The answer is to be an exact copy of the lines below running from the line with "Increased max-height to" down to the line with "tomlyn, line 89: Is", both ends included, and nothing more.

-*-

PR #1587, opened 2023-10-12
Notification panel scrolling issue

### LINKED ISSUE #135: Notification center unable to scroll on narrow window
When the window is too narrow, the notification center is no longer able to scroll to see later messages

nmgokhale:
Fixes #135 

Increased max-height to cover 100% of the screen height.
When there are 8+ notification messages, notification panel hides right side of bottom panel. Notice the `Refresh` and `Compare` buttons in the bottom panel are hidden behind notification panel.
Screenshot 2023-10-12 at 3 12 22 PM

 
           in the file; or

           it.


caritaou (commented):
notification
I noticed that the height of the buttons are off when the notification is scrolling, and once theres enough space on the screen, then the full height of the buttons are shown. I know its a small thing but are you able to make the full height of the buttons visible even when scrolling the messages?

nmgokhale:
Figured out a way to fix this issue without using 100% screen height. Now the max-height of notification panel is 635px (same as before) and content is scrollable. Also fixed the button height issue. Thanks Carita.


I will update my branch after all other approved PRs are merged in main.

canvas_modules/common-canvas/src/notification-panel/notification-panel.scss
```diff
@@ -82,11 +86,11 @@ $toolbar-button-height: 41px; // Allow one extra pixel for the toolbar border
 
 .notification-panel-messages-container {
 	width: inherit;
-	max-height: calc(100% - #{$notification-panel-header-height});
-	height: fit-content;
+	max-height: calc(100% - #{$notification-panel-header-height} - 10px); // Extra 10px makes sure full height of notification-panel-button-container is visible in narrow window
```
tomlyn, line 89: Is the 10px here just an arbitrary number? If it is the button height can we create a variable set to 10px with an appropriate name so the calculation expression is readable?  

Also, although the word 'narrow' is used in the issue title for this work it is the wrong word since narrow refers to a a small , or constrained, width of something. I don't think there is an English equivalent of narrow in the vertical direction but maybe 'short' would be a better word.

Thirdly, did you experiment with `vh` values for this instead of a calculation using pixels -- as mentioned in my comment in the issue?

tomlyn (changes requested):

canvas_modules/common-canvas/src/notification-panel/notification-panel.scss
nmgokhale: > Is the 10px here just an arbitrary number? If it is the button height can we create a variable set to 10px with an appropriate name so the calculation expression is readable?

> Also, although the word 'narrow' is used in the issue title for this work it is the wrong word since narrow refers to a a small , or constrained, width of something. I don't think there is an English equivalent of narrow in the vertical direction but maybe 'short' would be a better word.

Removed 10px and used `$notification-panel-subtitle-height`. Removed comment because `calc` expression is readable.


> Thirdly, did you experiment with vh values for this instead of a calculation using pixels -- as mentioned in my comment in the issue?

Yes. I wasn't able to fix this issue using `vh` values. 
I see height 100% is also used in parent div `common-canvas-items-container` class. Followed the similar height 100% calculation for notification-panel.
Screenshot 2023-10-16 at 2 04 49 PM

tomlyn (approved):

-*-

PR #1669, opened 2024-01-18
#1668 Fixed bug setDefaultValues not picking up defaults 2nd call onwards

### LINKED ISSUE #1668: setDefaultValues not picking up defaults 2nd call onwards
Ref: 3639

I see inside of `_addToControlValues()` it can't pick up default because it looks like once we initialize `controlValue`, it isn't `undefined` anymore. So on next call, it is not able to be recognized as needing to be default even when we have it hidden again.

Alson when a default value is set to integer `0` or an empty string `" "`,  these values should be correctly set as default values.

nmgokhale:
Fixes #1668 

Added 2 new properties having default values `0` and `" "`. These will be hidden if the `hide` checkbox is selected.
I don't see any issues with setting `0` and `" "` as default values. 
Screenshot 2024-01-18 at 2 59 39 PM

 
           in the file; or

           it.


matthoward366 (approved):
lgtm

-*-

» **SOLUTION**
Increased max-height to cover 100% of the screen height.
When there are 8+ notification messages, notification panel hides right side of bottom panel. Notice the `Refresh` and `Compare` buttons in the bottom panel are hidden behind notification panel.
Screenshot 2023-10-12 at 3 12 22 PM

 
           in the file; or

           it.


caritaou (commented):
notification
I noticed that the height of the buttons are off when the notification is scrolling, and once theres enough space on the screen, then the full height of the buttons are shown. I know its a small thing but are you able to make the full height of the buttons visible even when scrolling the messages?

nmgokhale:
Figured out a way to fix this issue without using 100% screen height. Now the max-height of notification panel is 635px (same as before) and content is scrollable. Also fixed the button height issue. Thanks Carita.


I will update my branch after all other approved PRs are merged in main.

canvas_modules/common-canvas/src/notification-panel/notification-panel.scss
```diff
@@ -82,11 +86,11 @@ $toolbar-button-height: 41px; // Allow one extra pixel for the toolbar border
 
 .notification-panel-messages-container {
 	width: inherit;
-	max-height: calc(100% - #{$notification-panel-header-height});
-	height: fit-content;
+	max-height: calc(100% - #{$notification-panel-header-height} - 10px); // Extra 10px makes sure full height of notification-panel-button-container is visible in narrow window
```
tomlyn, line 89: Is the 10px here just an arbitrary number? If it is the button height can we create a variable set to 10px with an appropriate name so the calculation expression is readable?  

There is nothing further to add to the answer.